■ EXERCISE AIM ■
The entries should be given again so that each one matches the original exactly.

■ RECORDS PROVIDED ■
Issue #2627, opened 2016-02-15
username in HTTPS URL


mrexodia:
When you create a new repo it says:

```
touch README.md
git init
git add README.md
git commit -m "first commit"
git remote add origin https://git.myserver.com:443/user/repo.git
git push -u origin master
```

Tt would be nice if the `user` was in the https clone url like so:

```
touch README.md
git init
git add README.md
git commit -m "first commit"
git remote add origin https://user@git.myserver.com:443/user/repo.git
git push -u origin master
```

This saves time typing the user/password when cloning.

xxxtonixxx:
Yeah, that would be a good feature when you are logged :+1:

mrexodia:
I looked at how to implement it but I never programmed it Go so I'm now
sure I can do it. There should also be checks on if you have access to the
repository and stuff.

Unknwon:
Note for who wants to help:

1. This information will only be shown for who has write access to the empty repository.
2. We can show the user name by using template variable `{{.SignedUserName}}` to whoever signed in and view this page.

sapk:
I can do it

Unknwon:
Thanks @sapk

sapk:
Just to do the right thing, can we apply to all clone (also wiki) url or just for the init of the repo ?

Unknwon:
> just for the init of the repo

I think that's enough.

xxxtonixxx:
why?, I think that it would be well for everything... are there differences between a repo doesn't initialized and a repo already initialized?

Unknwon:
> why?, I think that it would be well for everything...

Init page is more meant to be inited and push, URLs in other pages are not.

xxxtonixxx:
Ok, make sense! :+1:

mrexodia:
I disagree. It should be also in the clone Url (like bitbucket). Including
it there saves typing a username which is never a bad thing in my opinion.

Unknwon:
> it there saves typing a username which is never a bad thing in my opinion.

I do not think this saving is necessary.

mrexodia:
Well in that case add an option to enable/disable adding a username to the
HTTPS url. Bitbucket has been doing this for years now (for clone URLs) and
I never had any trouble with it.

Now that I think of it, I did see some option to customize the HTTPs URL.
Is it possible to include this in there?

Unknwon:
> Now that I think of it, I did see some option to customize the HTTPs URL.
Is it possible to include this in there?

[...]

PR #2631, opened 2016-02-15
Username in clone HTTP(S) URL on init repo page

sapk:
Implement #2627

captureecran2627

### DIFF
--- a/models/repo.go
+++ b/models/repo.go
@@ -453,24 +453,24 @@ func (repo *Repository) cloneLink(isWiki bool, signedUserName string) *CloneLink
 		cl.SSH = fmt.Sprintf("%s@%s:%s/%s.git", setting.RunUser, setting.SSHDomain, repo.Owner.Name, repoName)
 	}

■ ANSWER BOX ■
Issue #2627, opened 2016-02-15
username in HTTPS URL


mrexodia:
When you create a new repo it says:

```
touch README.md
git init
git add README.md
git commit -m "first commit"
git remote add origin https://git.myserver.com:443/user/repo.git
git push -u origin master
```

Tt would be nice if the `user` was in the https clone url like so:

```
touch README.md
git init
git add README.md
git commit -m "first commit"
git remote add origin https://user@git.myserver.com:443/user/repo.git
git push -u origin master
```

This saves time typing the user/password when cloning.

xxxtonixxx:
Yeah, that would be a good feature when you are logged :+1:

mrexodia:
I looked at how to implement it but I never programmed it Go so I'm now
sure I can do it. There should also be checks on if you have access to the
repository and stuff.

Unknwon:
Note for who wants to help:

1. This information will only be shown for who has write access to the empty repository.
2. We can show the user name by using template variable `{{.SignedUserName}}` to whoever signed in and view this page.

sapk:
I can do it

Unknwon:
Thanks @sapk

sapk:
Just to do the right thing, can we apply to all clone (also wiki) url or just for the init of the repo ?

Unknwon:
> just for the init of the repo

I think that's enough.

xxxtonixxx:
why?, I think that it would be well for everything... are there differences between a repo doesn't initialized and a repo already initialized?

Unknwon:
> why?, I think that it would be well for everything...

Init page is more meant to be inited and push, URLs in other pages are not.

xxxtonixxx:
Ok, make sense! :+1:

mrexodia:
I disagree. It should be also in the clone Url (like bitbucket). Including
it there saves typing a username which is never a bad thing in my opinion.

Unknwon:
> it there saves typing a username which is never a bad thing in my opinion.

I do not think this saving is necessary.

mrexodia:
Well in that case add an option to enable/disable adding a username to the
HTTPS url. Bitbucket has been doing this for years now (for clone URLs) and
I never had any trouble with it.

Now that I think of it, I did see some option to customize the HTTPs URL.
Is it possible to include this in there?

Unknwon:
> Now that I think of it, I did see some option to customize the HTTPs URL.
Is it possible to include this in there?

[...]

PR #2631, opened 2016-02-15
Username in clone HTTP(S) URL on init repo page

sapk:
Implement #2627

captureecran2627

### DIFF
--- a/models/repo.go
+++ b/models/repo.go
@@ -453,24 +453,24 @@ func (repo *Repository) cloneLink(isWiki bool, signedUserName string) *CloneLink
 		cl.SSH = fmt.Sprintf("%s@%s:%s/%s.git", setting.RunUser, setting.SSHDomain, repo.Owner.Name, repoName)
 	}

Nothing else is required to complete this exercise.